### EXERCISE
All records should be reproduced verbatim.

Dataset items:
BEGIN
Issue #232, opened 2018-10-16
Add 'OpenShift: Delete Project' command to command palette


dgolovin:
Project node in OpenShift Application Explorer view has 'Delete' command 
![image](https://user-images.githubusercontent.com/620330/48109067-cb149f00-e1fa-11e8-9a90-1a7847dd48a6.png)
which is currently not visible in command palette. That was done because 'Delete' command expects to be called on Project node, has no check if node is not provided and would conflict with other `Delete` commands for Aplication/Component/Service/Storage.

To make it available in command palette there should be command that would be named 'Delete Project' and it would be shown in palette only. 
![image](https://user-images.githubusercontent.com/620330/48109122-feefc480-e1fa-11e8-9e33-b903dd74a14c.png)
This wrapper command should provide QuickPick to select projects from cluster and then call 'Delete' command for project with Project selected from QuickPick list.

PR #267, opened 2018-10-30
Add 'OpenShift: Delete Project' command to command palette

sudhirverma:
Issue: #232

### DIFF
--- a/package.json
+++ b/package.json
@@ -59,6 +59,11 @@
       },
       {
         "command": "openshift.project.delete",
+        "title": "Delete",
+        "category": "OpenShift"
+      },
+      {
+        "command": "openshift.project.delete.palette",
         "title": "Delete Project",
         "category": "OpenShift"
       },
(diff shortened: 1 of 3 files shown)


package.json
```diff
@@ -59,7 +59,7 @@
       },
       {
         "command": "openshift.project.delete",
-        "title": "Delete",
+        "title": "Delete Project",
```
dgolovin: Delete context menu items in OpeShift Application Explorer should stay named as 'Delete' not `Delete ${objectType}`.

src/openshift/project.ts
```diff
@@ -22,13 +22,22 @@ export class Project extends OpenShiftItem {
     }
 
     static async del(context: OpenShiftObject): Promise<string> {
```
dgolovin: This command is perfectly fine, it is always called from context menu in OpenShift App Explorer and never from Commend Palette, so there is no need to change it. What you want to do is to create new command 
``` javascript
static async delProject(): Promise<string> {
// collect all the required info here
// get instance of OpenShiftObject being deleted
// call static del function with this instance
}
```

Issue #234, opened 2018-10-16
Add 'OpenShift: Delete Component' command to command palette


dgolovin:
The idea is to provide 'OpenShift: Delete Component' command to command palette the same way it is described in #232.

dgolovin:
fixed via  ab00b7c.

PR #280, opened 2018-11-02
'OpenShift: Delete Application' command to command palette

sudhirverma:

PR #285, opened 2018-11-05
'OpenShift: Delete Component' command to command palette

sudhirverma:
Issue: #234

### DIFF
--- a/package.json
+++ b/package.json
@@ -121,6 +121,11 @@
         "category": "OpenShift"
       },
       {
+        "command": "openshift.component.delete.palette",
+        "title": "Delete Component",
+        "category": "OpenShift"
+      },
+      {
         "command": "openshift.component.describe",
         "title": "Describe",
         "category": "OpenShift"
--- a/src/openshift/component.ts
+++ b/src/openshift/component.ts
@@ -36,7 +36,9 @@ export class Component extends OpenShiftItem {
             component = treeItem;
         } else {
             project = await vscode.window.showQuickPick(Component.odo.getProjects(), {placeHolder: "From which project you want to delete Component"});
-            application = await vscode.window.showQuickPick(Component.odo.getApplications(project), {placeHolder: "From which application you want to delete Component"});
+            if (project) {
+                application = await vscode.window.showQuickPick(Component.odo.getApplications(project), {placeHolder: "From which application you want to delete Component"});
+            }
             if (application) {
                 component = await vscode.window.showQuickPick(Component.odo.getComponents(application), {placeHolder: "Select Component to delete"});
             }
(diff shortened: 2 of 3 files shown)


package.json
```diff
@@ -301,6 +306,11 @@
           "when": "view == openshiftProjectExplorer && viewItem == cluster && isLoggedIn",
           "group": "c4"
         },
+        {
```
dgolovin: Let's do not pollute cluster's context menu.

src/openshift/component.ts
```diff
@@ -28,16 +28,43 @@ export class Component extends OpenShiftItem {
         }
     }
 
+    static async delComponent () {
```
dgolovin: Could you change it to work the same way as I implemented for `OpenShift: Delete Application`. It is much easier right now.

src/openshift/component.ts
```diff
@@ -28,16 +28,43 @@ export class Component extends OpenShiftItem {
...
+                const applications: OpenShiftObject[] = await Component.odo.getApplications(project);
+                const applicationsNames: string[] = applications.map((value)=> value.getName());
+                const applicationName = await vscode.window.showQuickPick(applicationsNames, {placeHolder: "From which Application you want to delete Component"});
+                applications.forEach(async (application)=> {
+                    if (application.getName() === applicationName ) {
+                        const components: OpenShiftObject[] = await Component.odo.getComponents(application);
+                        const componentsNames: string[] = components.map((value)=> value.getName());
+                        const componentName = await vscode.window.showQuickPick(componentsNames, {placeHolder: "Select Component to delete"});
+                        if (applicationName) {
+                            return Component.delComponentByName(componentName, application, project);
```
dgolovin: Do not forget to add 
``` JavaScript
.then(()=>Component.explorer.refresh());
```
here to avoid the same problem as reported in #280.

src/openshift/component.ts
```diff
@@ -28,16 +28,32 @@ export class Component extends OpenShiftItem {
         }
     }
 
+    static async delComponent () {
```
jrichter1: This method should not be in the API. Either move the code into del, or make it private and then call it from del.

src/openshift/component.ts
```diff
@@ -28,16 +28,32 @@ export class Component extends OpenShiftItem {
...
+    }
+
     static async del(context: OpenShiftObject): Promise<string> {
         const app: OpenShiftObject = context.getParent();
         const project: OpenShiftObject = app.getParent();
-        const value = await vscode.window.showWarningMessage(`Are you sure you want to delete component '${context.getName()}\'`, 'Yes', 'Cancel');
+        return Component.delComponentByName(context.getName(), app, project);
+    }
+
+    static async delComponentByName(name: string, app: OpenShiftObject, project: OpenShiftObject): Promise<string> {
```
jrichter1: This method should be private.

package.json
```diff
@@ -92,6 +92,11 @@
         "title": "New Component",
         "category": "OpenShift"
       },
+      {
+        "command": "openshift.component.delete.palette",
```
jrichter1: AFAIK, this does not need to be a separate command - why not use the existing component.delete?

dgolovin: The name in context menu 'Delete' if we use the same command for palette and context menu we end up having bunch of `OpenShift: Delete' commands. One per model object.

src/openshift/component.ts
dgolovin: I did not realize it is possible to register the same method twice with different names:
* `OpenShift: Delete Component` for palette
* `Delete` for `OpenShift Application Explorer`

Example is here https://github.com/redhat-developer/vscode-openshift-tools/pull/297/files#diff-85d649dcccfbc33846ac83964c2de415R32.

package.json
jrichter1: So, if the existing command was renamed to, say, 'Delete Component', would that be a problem? I'm guessing it would show as such in the context menu as well.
END
### EXERCISE ANSWER
Issue #232, opened 2018-10-16
Add 'OpenShift: Delete Project' command to command palette


dgolovin:
Project node in OpenShift Application Explorer view has 'Delete' command 
![image](https://user-images.githubusercontent.com/620330/48109067-cb149f00-e1fa-11e8-9a90-1a7847dd48a6.png)
which is currently not visible in command palette. That was done because 'Delete' command expects to be called on Project node, has no check if node is not provided and would conflict with other `Delete` commands for Aplication/Component/Service/Storage.

To make it available in command palette there should be command that would be named 'Delete Project' and it would be shown in palette only. 
![image](https://user-images.githubusercontent.com/620330/48109122-feefc480-e1fa-11e8-9e33-b903dd74a14c.png)
This wrapper command should provide QuickPick to select projects from cluster and then call 'Delete' command for project with Project selected from QuickPick list.

PR #267, opened 2018-10-30
Add 'OpenShift: Delete Project' command to command palette

sudhirverma:
Issue: #232

### DIFF
--- a/package.json
+++ b/package.json
@@ -59,6 +59,11 @@
       },
       {
         "command": "openshift.project.delete",
+        "title": "Delete",
+        "category": "OpenShift"
+      },
+      {
+        "command": "openshift.project.delete.palette",
         "title": "Delete Project",
         "category": "OpenShift"
       },
(diff shortened: 1 of 3 files shown)


package.json
```diff
@@ -59,7 +59,7 @@
       },
       {
         "command": "openshift.project.delete",
-        "title": "Delete",
+        "title": "Delete Project",
```
dgolovin: Delete context menu items in OpeShift Application Explorer should stay named as 'Delete' not `Delete ${objectType}`.

src/openshift/project.ts
```diff
@@ -22,13 +22,22 @@ export class Project extends OpenShiftItem {
     }
 
     static async del(context: OpenShiftObject): Promise<string> {
```
dgolovin: This command is perfectly fine, it is always called from context menu in OpenShift App Explorer and never from Commend Palette, so there is no need to change it. What you want to do is to create new command 
``` javascript
static async delProject(): Promise<string> {
// collect all the required info here
// get instance of OpenShiftObject being deleted
// call static del function with this instance
}
```

Issue #234, opened 2018-10-16
Add 'OpenShift: Delete Component' command to command palette


dgolovin:
The idea is to provide 'OpenShift: Delete Component' command to command palette the same way it is described in #232.

dgolovin:
fixed via  ab00b7c.

PR #280, opened 2018-11-02
'OpenShift: Delete Application' command to command palette

sudhirverma:

PR #285, opened 2018-11-05
'OpenShift: Delete Component' command to command palette

sudhirverma:
Issue: #234

### DIFF
--- a/package.json
+++ b/package.json
@@ -121,6 +121,11 @@
         "category": "OpenShift"
       },
       {
+        "command": "openshift.component.delete.palette",
+        "title": "Delete Component",
+        "category": "OpenShift"
+      },
+      {
         "command": "openshift.component.describe",
         "title": "Describe",
         "category": "OpenShift"
--- a/src/openshift/component.ts
+++ b/src/openshift/component.ts
@@ -36,7 +36,9 @@ export class Component extends OpenShiftItem {
             component = treeItem;
         } else {
             project = await vscode.window.showQuickPick(Component.odo.getProjects(), {placeHolder: "From which project you want to delete Component"});
-            application = await vscode.window.showQuickPick(Component.odo.getApplications(project), {placeHolder: "From which application you want to delete Component"});
+            if (project) {
+                application = await vscode.window.showQuickPick(Component.odo.getApplications(project), {placeHolder: "From which application you want to delete Component"});
+            }
             if (application) {
                 component = await vscode.window.showQuickPick(Component.odo.getComponents(application), {placeHolder: "Select Component to delete"});
             }
(diff shortened: 2 of 3 files shown)


package.json
```diff
@@ -301,6 +306,11 @@
           "when": "view == openshiftProjectExplorer && viewItem == cluster && isLoggedIn",
           "group": "c4"
         },
+        {
```
dgolovin: Let's do not pollute cluster's context menu.

src/openshift/component.ts
```diff
@@ -28,16 +28,43 @@ export class Component extends OpenShiftItem {
         }
     }
 
+    static async delComponent () {
```
dgolovin: Could you change it to work the same way as I implemented for `OpenShift: Delete Application`. It is much easier right now.

src/openshift/component.ts
```diff
@@ -28,16 +28,43 @@ export class Component extends OpenShiftItem {
...
+                const applications: OpenShiftObject[] = await Component.odo.getApplications(project);
+                const applicationsNames: string[] = applications.map((value)=> value.getName());
+                const applicationName = await vscode.window.showQuickPick(applicationsNames, {placeHolder: "From which Application you want to delete Component"});
+                applications.forEach(async (application)=> {
+                    if (application.getName() === applicationName ) {
+                        const components: OpenShiftObject[] = await Component.odo.getComponents(application);
+                        const componentsNames: string[] = components.map((value)=> value.getName());
+                        const componentName = await vscode.window.showQuickPick(componentsNames, {placeHolder: "Select Component to delete"});
+                        if (applicationName) {
+                            return Component.delComponentByName(componentName, application, project);
```
dgolovin: Do not forget to add 
``` JavaScript
.then(()=>Component.explorer.refresh());
```
here to avoid the same problem as reported in #280.

src/openshift/component.ts
```diff
@@ -28,16 +28,32 @@ export class Component extends OpenShiftItem {
         }
     }
 
+    static async delComponent () {
```
jrichter1: This method should not be in the API. Either move the code into del, or make it private and then call it from del.

src/openshift/component.ts
```diff
@@ -28,16 +28,32 @@ export class Component extends OpenShiftItem {
...
+    }
+
     static async del(context: OpenShiftObject): Promise<string> {
         const app: OpenShiftObject = context.getParent();
         const project: OpenShiftObject = app.getParent();
-        const value = await vscode.window.showWarningMessage(`Are you sure you want to delete component '${context.getName()}\'`, 'Yes', 'Cancel');
+        return Component.delComponentByName(context.getName(), app, project);
+    }
+
+    static async delComponentByName(name: string, app: OpenShiftObject, project: OpenShiftObject): Promise<string> {
```
jrichter1: This method should be private.

package.json
```diff
@@ -92,6 +92,11 @@
         "title": "New Component",
         "category": "OpenShift"
       },
+      {
+        "command": "openshift.component.delete.palette",
```
jrichter1: AFAIK, this does not need to be a separate command - why not use the existing component.delete?

dgolovin: The name in context menu 'Delete' if we use the same command for palette and context menu we end up having bunch of `OpenShift: Delete' commands. One per model object.

src/openshift/component.ts
dgolovin: I did not realize it is possible to register the same method twice with different names:
* `OpenShift: Delete Component` for palette
* `Delete` for `OpenShift Application Explorer`

Example is here https://github.com/redhat-developer/vscode-openshift-tools/pull/297/files#diff-85d649dcccfbc33846ac83964c2de415R32.

package.json
jrichter1: So, if the existing command was renamed to, say, 'Delete Component', would that be a problem? I'm guessing it would show as such in the context menu as well.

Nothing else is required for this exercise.